🤖 AI Summary
This work addresses the geometric information loss and semantic error propagation inherent in open-vocabulary 3D semantic segmentation methods that rely on 2D models. To mitigate these issues, the authors propose GeoGuide, a novel framework that leverages a pretrained 3D model to integrate multi-level geometric-semantic consistency. GeoGuide introduces three key components: uncertainty-aware superpoint distillation, geometry-prior-driven instance mask reconstruction, and a cross-instance relational consistency module, collectively enhancing semantic alignment under explicit 3D geometric guidance. Extensive experiments on ScanNet v2, Matterport3D, and nuScenes demonstrate that GeoGuide significantly outperforms existing approaches, confirming its effectiveness and robustness in open-vocabulary 3D semantic segmentation.
📝 Abstract
Open-vocabulary 3D semantic segmentation aims to segment arbitrary categories beyond the training set.
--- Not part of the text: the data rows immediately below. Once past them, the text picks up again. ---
PR #1783, opened 2023-05-17
allow non-quantity `atol` parameters for `isclose` and `allclose`

keewis:
As suggested in https://github.com/hgrecco/pint/pull/1660#issuecomment-1536572859, this uses the unit of `a` if `atol` is a non-quantity (i.e. a non-`pint` type).

@dopplershift, this fixes the failing tests for `xarray` so I *think* it should also fix the failures for `metpy`, but it might be good to verify that before merging.

- [x] follow-up to #1660

### DIFF
--- a/pint/facets/numpy/numpy_func.py
+++ b/pint/facets/numpy/numpy_func.py
@@ -869,7 +869,6 @@ for func_str, unit_arguments, wrap_output in (
     ("max", ["a", "initial"], True),
     ("min", ["a", "initial"], True),
     ("searchsorted", ["a", "v"], False),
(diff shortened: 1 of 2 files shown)


dopplershift:
I can confirm this fixes running MetPy's test suite with Pint > 0.20.

hgrecco:
Great. My proposal would be to merge this on top of 0.21 and, if all tests run ok, release 0.21.1

Also, I would merge it on top of 0.22rc1 and release 0.22rc2

hgrecco:
ping @jules-ch

PR #1805, opened 2023-06-13
Fix Transformation type protocol #1801

### LINKED ISSUE #1801: Type hinting: `Transformation` type incompatible with usage in `add_transformation`
Thanks for adding type annotations to `pint`!

However, there seems to be a small problem with the `Transformation` protocol. We are encountering errors with the `add_tranformation` method. 

Here's an example based on the docs: 

pint version: 0.22 
mypy version: 0.991

```python
import pint

ureg = pint.UnitRegistry()
c = pint.Context("ab")

c.add_transformation("[length]", "[time]", lambda ureg, x: x / ureg.speed_of_light)
```

running `mypy` on this script produces: 

```
pint_type_demo.py:6: error: Argument 3 to "add_transformation" of "Context" has incompatible type "Callable[[Any, Any], Any]"; expected "Transformation"  [arg-type]
```

This makes sense, because the [Transformation](https://github.com/hgrecco/pint/blob/3fb63af49df803e7bcad1fe9e6bdaab04021f4cc/pint/facets/context/objects.py#L22) protocol definition does not include the ureg, just the value. 

I think it should be this instead:

```
class Transformation(Protocol):
    def __call__(self, ureg: UnitRegistry, val: Magnitude, **kwargs) -> Magnitude:
        ...
```

Happy to make a PR, but wanted to check the intent.

mikeoconnor0308:
I've manually tested this. Running mypy on tests or examples might be a good way to catch some of these things. 

- [x] Closes #1801 

### DIFF
--- a/CHANGES
+++ b/CHANGES
@@ -4,7 +4,7 @@ Pint Changelog
 0.23 (unreleased)
 -----------------
 
-- Nothing changed yet.
+- Fixed Transformation type protocol.
 
 
 0.22 (2023-05-25)
--- a/pint/facets/context/objects.py
+++ b/pint/facets/context/objects.py
@@ -10,7 +10,7 @@ from __future__ import annotations
 
 import weakref
 from collections import ChainMap, defaultdict
-from typing import Any, Callable, Protocol, Generic, Optional
+from typing import Any, Callable, Protocol, Generic, Optional, TYPE_CHECKING
 from collections.abc import Iterable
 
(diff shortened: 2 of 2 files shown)


hgrecco:
Somehow this broke the numpy code, not sure why. Ideas?

mikeoconnor0308:
i have no idea, i guess something must have been using the `Transformation` protocol but and passing something that should have been a `kwarg` as a position argument?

Existing methods predominantly rely on distilling knowledge from 2D open-vocabulary models. However, aligning 3D features to the 2D representation space restricts intrinsic 3D geometric learning and inherits errors from 2D predictions. To address these limitations, we propose GeoGuide, a novel framework that leverages pretrained 3D models to integrate hierarchical geometry-semantic consistency for open-vocabulary 3D segmentation. Specifically, we introduce an Uncertainty-based Superpoint Distillation module to fuse geometric and semantic features for estimating per-point uncertainty, adaptively weighting 2D features within superpoints to suppress noise while preserving discriminative information to enhance local semantic consistency. Furthermore, our Instance-level Mask Reconstruction module leverages geometric priors to enforce semantic consistency within instances by reconstructing complete instance masks. Additionally, our Inter-Instance Relation Consistency module aligns geometric and semantic similarity matrices to calibrate cross-instance consistency for same-category objects, mitigating viewpoint-induced semantic drift. Extensive experiments on ScanNet v2, Matterport3D, and nuScenes demonstrate the superior performance of GeoGuide.